# Best Rack I show mine You show yours



## ethank77 (Sep 7, 2016)

This is Gandolph our herd sire


----------



## Suzanne_Tyler (Jul 19, 2014)

Oh wow, those are lovely. My buck just has a curly scur


----------



## spidy1 (Jan 9, 2014)

I just have a Boer buck now, (Diesel) but I use to have a Kiko named Tiree...


----------



## toth boer goats (Jul 20, 2008)

Wow.


----------



## catharina (Mar 17, 2016)

Here's Sam.


----------



## GoatGirlInTraining (Mar 26, 2017)

cool!


----------



## BossHogg (Feb 2, 2017)

15 month old boer bucks I guess one is a runt???


----------



## Bekkidotes (Apr 19, 2017)

ethank77 said:


> View attachment 111004
> View attachment 111005
> This is Gandolph our herd sire


Great. Name. My boyfriend loves Angoras and I always tell him if we ever get a bunch we're naming them all after fantasy-genre wizards or old testament prophets (they've just got that look to them IMO!)


----------



## mariella (Feb 23, 2017)

My buck Big Macintosh


----------



## Suzanne_Tyler (Jul 19, 2014)

Nice


----------



## lkmartin1230 (Jul 6, 2015)

My Nigerian Dwarf buck "Trigger"


----------



## JK_Farms (Nov 12, 2016)

My Kiko buck Duke! He is a year so his horns are still growing!


----------



## Exponentialdolphin (Nov 16, 2015)

The biggest horns in my whole herd


----------



## catharina (Mar 17, 2016)

I like his smile!


----------



## Damfino (Dec 29, 2013)

Not too impressive yet, but as Finn's only two in these photos we'll give him some time to work on that rack.


----------



## ArborGoats (Jan 24, 2013)

Red is by far the biggest rack on the property... Best guess he is around 19 years old.  

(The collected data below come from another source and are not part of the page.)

PR #128, opened 2022-04-22
Keep duplicates in `modify_list()`, fixes #97, fixes #107

### LINKED ISSUE #97: Stacking queries in req_url_query()
In some APIs, such as for [Jive](https://developers.jivesoftware.com/api/v3/cloud/rest/index.html), you can **stack** query parameters with the same name and differentiate them in the values, however the default behaviour of `httr2` seems to be to overwrite them if they have the same name, e.g.:

`httr2::req_url_query(req, filter = "name(Hadley)", filter = "company(rstudio)")`

Would it be worth adding a parameter to switch off this behaviour?

### LINKED ISSUE #107: `req_body_form()` silently drops duplicate names
In order to POST a form on a website where all the checkboxes have identical names, I need to pass a list with duplicate names. But, the duplicates are silently dropped.

The culprit seems to be `.x[names(dots)] <- dots` in [modify_list()](https://github.com/r-lib/httr2/blob/87011c0ff31019409c4a5a700b041f279f054361/R/utils.R#L31).

It could be replaced with something like

```
.x[names(.x) %in% names(dots)] <- NULL
.x <- c(.x, dots)
```

which would have the advantage of replacing entire homonym groups, and would pass the current tests for `modify_list()`.

It wouldn't help with the headaches in #95 ~and # 88~ though (I am not sure about the # 88).

For a more systematic solution, how about an additional argument `replace = TRUE`, or a dedicated `req_body_form_modify()` so that we can decide whether the body gets replaced instead of combined?

- `req_body_*`: replaces entire body, avoiding the `modify_list()` call
- `req_body_*_modify`: combines lists

jchrom:
# The issue

When `...` in `modify_list()` includes duplicates, they get silently dropped. This is inconvenient mainly in `req_body_*` and `req_url_query()`. Note e.g. the WHATWG URL Standard seems to allow for non-unique query parameters (see this [nice SO answer](https://stackoverflow.com/a/70264621) with references).

# Change in default behavior

```
x <- list(m = 1)
httr2:::modify_list(x, n = 1, n = 2)
```

Result before change: 

`list(m = 1, n = 2)`

Result after change:

`list(m = 1, n = 1, n = 2)`

# Tests

Added a test for preserving duplicates. All previous tests pass locally as well.

### DIFF
--- a/R/utils.R
+++ b/R/utils.R
@@ -47,10 +47,14 @@ replace2 <- function(x, y) {
     xi <- which(names(x) == nm)
     yi <- which(names(y) == nm)
 
+    # Replace all occurrences of `nm` in `x` with the same number of occurrences
+    # from `y`.
     x[xi[seq_along(xi) <= length(yi)]] <- y[yi[seq_along(yi) <= length(xi)]]
 
+    # If there is a leftover on the part of `x`, it is dropped.
     x[xi[seq_along(xi) > length(yi)]] <- NULL
 
+    # If leftover happens on the part of `y`, it is appended.
     x <- c(x, y[yi[seq_along(yi) > length(xi)]])
   }
 
--- a/R/utils.R
+++ b/R/utils.R
@@ -21,15 +21,16 @@ bullets_with_header <- function(header, x) {
   cli::cli_li(paste0("{.field ", names(x), "}: ", vals))
 }
 
-modify_list <- function(.x, ...) {
+modify_list <- function(.x, ..., .compact = TRUE) {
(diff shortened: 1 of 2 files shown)


jchrom:
Fails on the unrelated throttle test.

hadley:
I think `modify_list()` is used in too many other places to be the right thing to modify. Let me think about this one for a bit.

hadley:
No, I think you're right, but there's an easier way to do this. PR incoming.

Although Laurel is the current winner of the goatie variety. They just don't compare lol.


----------



## Suzanne_Tyler (Jul 19, 2014)

Wow. Those are amazing :shocked:


----------



## TeyluFarm (Feb 24, 2016)

What type of bull is Red? That's amazing!


----------



## ArborGoats (Jan 24, 2013)

He is a Texas Longhorn. Best guess everyone can come up with is approximately a 12' span. When he eventually dies, we are going to have him measured since he might actually hold the record. We can't get all that close to him. He has lived on the property for the last 4 owners, because he wouldn't get on a trailer, and now he simply can not fit onto a trailer. 8ft wide trailers are laughable and no one can convince him to tilt his head sideways and ride catewonkus. When the cattle minerals were switched last year, he had about 6 inches of new growth (per side) over the summer alone.


----------



## wifeof1 (Mar 18, 2016)

So how old you reckon he is?


----------



## Damfino (Dec 29, 2013)

Red is incredible. I love that he's a fixture on the property because no one can move him. Hilarious! And very, very impressive!


----------



## catharina (Mar 17, 2016)

Holy cow!!! Never seen anything like him! Bull or steer?


----------



## ArborGoats (Jan 24, 2013)

He is around 19 best guess, he is a steer and is the very best baby sitter anyone could ask for. He does not like coyotes/bobcat/mountain lions ect. He will run them off faster than he can see them....  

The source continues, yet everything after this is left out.